Аккуратные ноздри скульптурного носа Норвагорна обеспокоенно раздувались, поглощая и впитывая новое благоухание, но прятать меч в ножны он не спешил, по-прежнему угрожающе наводя остриё клинка на соперника.
— Да… что это за запах? – Сэн озадаченно скорчился и провёл свободной рукой по взъерошенным волосам, остриженным по шею, пытаясь их как-то усмирить, чем вызвал очередную располагающую улыбку в Мизраэле.
Светлый господин молча пожал плечами, но вдруг Норвагорн ответил сам себе:
— Знаю! Должно быть, это логово глубоководного мерцающего сонного удильщика, Зверя Хакмерона.
На что Сурв только скорчился, ведь отлично понимал, что это не так, что соперник его и новый знакомый серьёзно ошибается.
— Что-то мне подсказывает, что нету здесь глубоких вод, так где же скроется твой зверь?
Норвагорн, позабыв о битве и своём пылком желании самоутвердиться, поторопился вперёд, ближе к террасам из купелей. Мизраэль последовал за ним, ведь победитель до сих пор не определился.
— Да-да. Здесь логово Зверя Хакмерона, и потому-то это местечко улизнуло со всевозможных карт. Знаешь, дикие эльфы считают, что эта тварь охраняет несметные залежи рудаса. Сонный удильщик гнездится именно в пещерах.
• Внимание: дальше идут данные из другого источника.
PR #1503, opened 2026-05-07
Add Temporal Operation Handler

VegetarianOrc:
## What was changed

Added support for Temporal-backed Nexus operation handlers.

  This introduces `@temporalio.nexus.temporal_operation`, `TemporalNexusClient`, and `TemporalOperationResult`, allowing Nexus operation handlers to either return a synchronous result or start a Temporal workflow as the async backing operation. The branch also adds token parsing support for generic operation tokens, cancellation support for Temporal-backed workflow operations, Nexus workflow client overloads for the new operation shape, and focused runtime/type coverage.

  ## Why?

  This gives Nexus operation handlers a first-class way to interact with Temporal while preserving Nexus async operation semantics, workflow linking/callback behavior, cancellation handling, and typed workflow-start ergonomics.

  ## Checklist

  1. How was this tested:

     - Existing tests
     - Added type tests
     - Added tests for temporal operation

  2. Any docs updates needed?

  Yes. The Nexus docs should cover `@temporalio.nexus.temporal_operation`, `TemporalNexusClient.start_workflow`,
  `TemporalOperationResult.sync`, and async workflow-backed operation behavior.


tests/nexus/test_temporal_operation.py
```diff
@@ -0,0 +1,589 @@
...
+
+    @nexus.temporal_operation
+    async def blocking(
+        self,
+        _ctx: StartOperationContext,
+        client: nexus.TemporalNexusClient,
+        _input: None,
+    ) -> nexus.TemporalOperationResult[None]:
+        return await client.start_workflow(
+            BlockingWorkflow.run, id=f"blocking-{uuid.uuid4}"
```
Evanthx: Should there be parenthesis after the uuid4? Same for two cases just below, lines 78 and 81.

temporalio/nexus/_operation_handlers.py
```diff
@@ -112,3 +116,56 @@ async def _cancel_workflow(
...
+        operation_token = OperationToken.decode(token)
+        if client.namespace != operation_token.namespace:
+            raise ValueError(
+                f"Client namespace {client.namespace} does not match "
+                f"operation token namespace {operation_token.namespace}"
+            )
+
+        match operation_token.type:
+            case OperationTokenType.WORKFLOW:
+                await self.cancel_workflow_run(ctx, operation_token.workflow_id)
```
Evanthx: If this doesn't match, should we raise an error or something to let the user know? I'm not sure of the desired behavior if that's the case.

temporalio/nexus/_temporal_client.py
```diff
@@ -0,0 +1,299 @@
...
+            raise HandlerError(
+                "Only one async operation can be started per operation handler invocation. Use TemporalNexusClient.client for additional workflow interactions",
+                type=HandlerErrorType.BAD_REQUEST,
+            )
+
+        # Reserve the started flag before sending to prevent concurrent starts
+        self._started_async = True
+        try:
+            yield
+        except:
```
Evanthx: Should this be except Exception?

temporalio/nexus/_token.py
```diff
@@ -3,17 +3,104 @@
...
+
+        if token_type == OperationTokenType.WORKFLOW and not workflow_id:
+            raise TypeError(
+                "invalid token: expected non-empty workflow id for token type `WORKFLOW`"
+            )
+
+        namespace = token_details.get("ns")
+        if not isinstance(namespace, str) or not namespace:
+            raise TypeError(
+                f"invalid token: expected namespace to be a string or null, got {type(namespace)}"
```
Evanthx: The error message says null is OK, but null isn't a string so will fail the if statement, won't it?

temporalio/nexus/_token.py
```diff
@@ -3,17 +3,104 @@
...
+from typing import TYPE_CHECKING, Any, Generic
 
 from nexusrpc import OutputT
+from typing_extensions import Self
+
+
+class OperationTokenType(IntEnum):
+    """Type discriminator for Nexus operation tokens."""
+
+    WORKFLOW = 1
```
Evanthx, line 16: Should there be an UNSPECIFIED of 0? The other int enums have it - it looks like default from protobuf is zero so if it isn't specified for some reason it will be set to zero

temporalio/nexus/_temporal_client.py
```diff
@@ -0,0 +1,299 @@
...
+                "Invalid TemporalOperationResult. Neither token nor value are set."
+            )
+
+
+class TemporalNexusClient:
+    """Nexus-aware wrapper around a Temporal Client."""
+
+    def __init__(self) -> None:
+        """Initialize the client wrapper from the active Nexus operation context."""
+        self._temporal_context = _TemporalStartOperationContext.get()
```
Evanthx: Should you make sure the get returned a valid context?

temporalio/nexus/_temporal_client.py
```diff
@@ -0,0 +1,299 @@
...
+    @property
+    def client(self) -> temporalio.client.Client:
+        """Return the Temporal client for the active Nexus operation."""
+        return self._temporal_context.client
+
+    @contextmanager
+    def _reserve_async_start(self) -> Iterator[None]:
+        if self._started_async:
+            raise HandlerError(
+                "Only one async operation can be started per operation handler invocation. Use TemporalNexusClient.client for additional workflow interactions",
```
Evanthx: If you can only call one async per operation, should this check be in the operation? Otherwise I can just get the client and call multiple async operations, can't I?

Evanthx (commented):
Found a few nitpicks!

temporalio/nexus/_temporal_client.py
VegetarianOrc: `_TemporalStartOperationContext.get()` raises a `RuntimeError` if called outside a Nexus operation context.

temporalio/nexus/_temporal_client.py
VegetarianOrc: The intent is to prevent starting more than one async operation that has a callback to complete the Nexus operation. The underlying client is intentionally exposed to allow advanced users to start async operations that are not tied to the Nexus operation.

temporalio/nexus/_token.py
VegetarianOrc: This enum is not reflected in proto at the moment so the default value isn't as impactful. My instinct is that adding UNSPECIFIED will just require additional handling when using as it's not valid. Currently a value of `0` will be rejected at decode time.

temporalio/nexus/_operation_handlers.py
VegetarianOrc: The match is exhaustive against the enum and our linters will enforce that. Unsupported values are rejected a couple lines above this during `OperationToken.decode`. I've updated that logic to be more explicit about how it rejects unknown OperationTokenType values.

tests/nexus/test_temporal_operation.py
VegetarianOrc: Yes, ty for catching!

temporalio/nexus/_temporal_client.py
VegetarianOrc: I purposely am catching `BaseException` here to make sure exceptions like `asyncio.CancelledError` clear the flag. After doing a bit of reading, bare except like I used is being deprecated and as such I've added the `BaseException` explicitly.

temporalio/nexus/_token.py
VegetarianOrc: You're right! I've updated the error to reflect that it expects a non-empty string.

temporalio/workflow.py
```diff
@@ -5557,6 +5557,31 @@ async def start_operation(
         summary: str | None = None,
     ) -> NexusOperationHandle[OutputT]: ...
 
+    # Overload for temporal_operation methods
+    @overload
+    @abstractmethod
+    async def start_operation(
```
Quinn-With-Two-Ns: Bit surprised to see a change to the workflow code here, what is this needed for?

tests/nexus/test_temporal_operation.py
```diff
@@ -0,0 +1,589 @@
+import asyncio
+import uuid
+from dataclasses import dataclass
+
+import nexusrpc
+import pytest
+from nexusrpc import HandlerErrorType, Operation, service
+from nexusrpc.handler import (
+    StartOperationContext,
```
Quinn-With-Two-Ns: I was thinking of making a version of this for the Temporal Python SDK, like a `TemporalStartOperationContext` so keep it all in the Temporal SDK

temporalio/workflow.py
VegetarianOrc: In the Python SDK, you can pass use Service Handlers directly instead of just the service contract. Without the overloads here type checking fails when you pass a @temporal_operation to a `workflow.NexusClient`. 

```python
@service_handler()
class EchoServiceHandler:
    @nexus.temporal_operation
    async def echo(
        self,
        _ctx: StartOperationContext,
        client: nexus.TemporalNexusClient,
        input: Input,
    ) -> nexus.TemporalOperationResult[str]:
        return await client.start_workflow(
            EchoWorkflow.run, input, id=f"echo-{input.value}"
        )

@workflow.defn
class EchoWorkflowCaller:
    @workflow.run
    async def run(self, input: Input) -> str:
        client = workflow.create_nexus_client(
            service=EchoServiceHandler,
            endpoint=make_nexus_endpoint_name(input.task_queue),
        )
        
        # Without the additions this fails to match an overload for temporal_operation due to the addition of TemporalNexusClient to the arg list.
        return await client.execute_operation(EchoServiceHandler.echo, input)
```

This PR updates the [type tests](https://github.com/temporalio/sdk-python/pull/1503/changes#diff-d958a43b16033e773924b96662824d4a17dba06d39e4fb99be11d7cf0dca20b8R284) to include this.

tests/nexus/test_temporal_operation.py
VegetarianOrc: The current `WorkflowRunOperationContext` exposes the ability to start the backing workflow for the operation which and the current `MetricMeter`.

Since client interactions in a Temporal operation will be done via the `TemporalNexusClient` and the recommended way to access the `MetricMeter` is via the `temporalio.nexus.metric_meter()` accessor, I just left used the standard `StartOperationContext` to avoid adding another class into the mix.

I don't feel strongly about excluding it and it could serve as a mechanism to future proof against a breaking change if we want to add functionality in this space later on.

temporalio/nexus/_util.py
```diff
@@ -81,27 +128,39 @@ def _get_start_method_input_and_output_type_annotations(
...
-            warnings.warn(
-                f"Expected first parameter of {start} to be an instance of "
-                f"WorkflowRunOperationContext, but is {ctx_type}."
-            )
-            input_type = None
+        *param_types, input_type = type_annotations.values()
+        for index, (param_type, expected_param_type) in enumerate(
+            zip(param_types, expected_param_types), start=1
+        ):
+            if not _is_subclass(expected_param_type, param_type):
```
VegetarianOrc: I've swapped `expected_param_type` and `param_type` in this check here. Parameters should be contravariant (e.g. you could provide a function that accepts `nexusrpc.StartOperationContext`) but the previous direction was covariance (e.g. you could provide a function that accepts a child of `WorkflowRunOperationContext`).

In the covariant case, the type provided at runtime will never fulfill the decorated function's requirement of the more specific type. Type checkers already prevent this, but bug was that the warning below would not trigger at runtime so users that don't type check would not receive the warning.

In the contravariant case, the type provided at runtime will fulfill the decorated function's requirement of the less specific type.

The new tests in [test_handler_operation_definitions.py](https://github.com/temporalio/sdk-python/pull/1503/changes#diff-27d38fb1dceaeaf2d3b217a58eb7a37b3c06e6c6bfb237649b4f6096ef9dc534R105) demonstrate both paths and assert that the warning is or is not delivered as appropriate.

tests/nexus/test_temporal_operation.py
VegetarianOrc: Spoke offline about this briefly. I've now added the `TemporalStartOperationContext` to future proof and keep all types users interact with in the Temporal SDK.

tests/nexus/test_temporal_operation.py
```diff
@@ -0,0 +1,659 @@
...
+            async def cancel_workflow_run(
+                self, ctx: nexus.TemporalNexusCancelOperationContext, workflow_id: str
+            ):
+                # get a handle to the workflow
+                handle = ctx.client.get_workflow_handle(workflow_id)
+
+                # cancel the workflow
+                await handle.cancel()
+
+        return CustomCancelNexusOpHandler()
```
VegetarianOrc, line 218: Added this test to demonstrate how users can customize cancellation.

temporalio/nexus/_operation_handlers.py
```diff
@@ -112,3 +120,107 @@ async def _cancel_workflow(
             type=HandlerErrorType.NOT_FOUND,
         ) from err
     await client_workflow_handle.cancel(**kwargs)
+
+
+class TemporalNexusOperationHandler(OperationHandler[InputT, OutputT], ABC):
```
VegetarianOrc, line 141: Base class is ABC to allow customization of cancellation and require implementors to override `start_operation`. The decorator uses the concrete internal implementation `_TemporalNexusOperationHandler` to invoke the decorated method.

temporalio/nexus/_operation_handlers.py
```diff
@@ -112,3 +120,114 @@ async def _cancel_workflow(
...
+
+        if cancel_ctx.client.namespace != operation_token.namespace:
+            raise HandlerError(
+                f"Client namespace {cancel_ctx.client.namespace} does not match "
+                f"operation token namespace {operation_token.namespace}",
+                type=HandlerErrorType.BAD_REQUEST,
+            )
+
+        match operation_token.type:
+            case OperationTokenType.WORKFLOW:
```
Evanthx: This just looks for a single type. Should it just be an if statement?

temporalio/nexus/_token.py
```diff
@@ -3,17 +3,110 @@
...
+
+        if token_type == OperationTokenType.WORKFLOW and not workflow_id:
+            raise TypeError(
+                "invalid token: expected non-empty workflow id for token type `WORKFLOW`"
+            )
+
+        namespace = token_details.get("ns")
+        if not isinstance(namespace, str) or not namespace:
+            raise TypeError(
+                f"invalid token: expected namespace to be a non-empty string, got {type(namespace)}"
```
Evanthx: If namespace is an empty string, this is going to be a weird error message - it'll say "expected namespace to be non-empty string, got string".

There is also a comment above in token.py saying "Allow empty string for ns" - is it allowed then? Seems like that comment or this check should change? (I noticed that this time after a prior comment from the last code review!)

temporalio/nexus/_temporal_client.py
```diff
@@ -0,0 +1,366 @@
...
+@dataclass(frozen=True)
+class TemporalOperationResult(Generic[_ResultT]):
+    """Unified result: sync value or async token.
+
+    .. warning::
+       This API is experimental and unstable.
+    """
+
+    value: _ResultT | object = temporalio.common._arg_unset
+    token: str | None = None
```
Evanthx, line 52: Just out of pure paranoia ... should you add a check to make sure no one  calls TemporalOperationResult(token=None)? (or async_token with a None value?) It looks like that will work, then will fail with a runtime error below in _to_nexus_result if I read this right. Either way, seems worth validating the inputs in the constructor. 

Also you have a constructor and then it looks like the desire is that the two class methods call the constructor? In Python, can you hide the constructor from the user to avoid confusion? If we don't want them to call it, then it's nice if it's not there to be called. But that is very much just a nitpick.

temporalio/nexus/_temporal_client.py
```diff
@@ -0,0 +1,366 @@
...
+        """The underlying Temporal Client
+
+        .. warning::
+           This API is experimental and unstable.
+        """
+        ...
+
+    # Overload for no-param workflow
+    @overload
+    async def start_workflow(
```
Evanthx, line 109: There is a start_workflow in WorkflowRunOperationContext that looks pretty much the same - can the two be combined instead of having duplicate code?

temporalio/nexus/_operation_handlers.py
Evanthx: Fair. But ... it is then a case statement with a single operation. Should it be an if statement?

But this is now a super minor nitpick. Feel free to ignore and resolve. :-D

Evanthx (approved):
Nothing major, just some nitpicks!

temporalio/nexus/_temporal_client.py
VegetarianOrc: The two share the underlying implementation using `_start_nexus_backing_workflow`, but they do differ in return type in that the `TemporalNexusClient` translates the result into the expected async token form.

temporalio/nexus/_token.py
VegetarianOrc: Good call on the error message, I didn't quite realize that! Also good call on the conflicting behavior. I got overzealous with validation here. I've changed the namespace logic to reflect what was previously supported so that should clear up both issues!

— Да… и он непременно охраняет рудас, – насмешливо оскалился Мизраэль, продвигаясь к дуге гуровых плотин по другую сторону от Норвагорна.
— А отчего нет?
Зверь Хакмеро́на, или глубоководный мерцающий сонный удильщик – вполне реальное создание, правда, очень таинственное, скрытное и редкое. Говорят, будто моряки иногда его находят выброшенным на берег, однако тогда этот «змей» предстаёт перед наблюдателями в образе длинной и уродливой рыбины величиной с небольшое судно, окрашенной в серебряный и синий, с острыми алыми плавниками, торчащими вверх вдоль хребта и ощетинившимися ядовитыми шипами. На теле его умещаются сотни крошечных отметин, похожих на блестящие глазки, или на павлиньи перья, и они-то как раз мерцают под толщами морских пучин. Иногда это чудище зарывается в землю и тогда уже превращается в червя, что ведёт подземный образ жизни и утаскивает добычу сквозь рытвины. В почвах он слепнет, утрачивает свой видный красный гребень и все плавники. Или устраивает масштабные гнёзда в прибрежных пещерах и гротах, привлечённый стеклянным блеском кристальных цветов из месторождений рудаса, и затем становится исполинской змеёй, но всё ещё с рыбьим гребнем на спине, к коему добавляется обширный кожистый воротник, надувающийся при опасности и при волнении животного.
Конечно, на самом деле это не так – и глубоководный удильщик не может менять своё происхождение ни из-за стихий, окружающих его, ни по собственному выбору. Он, что не говори, является огромной, опасной змеёй, которая способна проспать в секретном логове очень долго, но которой всё-таки необходимо питаться, и которая рано или поздно выходит на поиски добычи. И, вообще-то, к числу её закусок легко может примкнуть зазевавшийся, невнимательный лунг.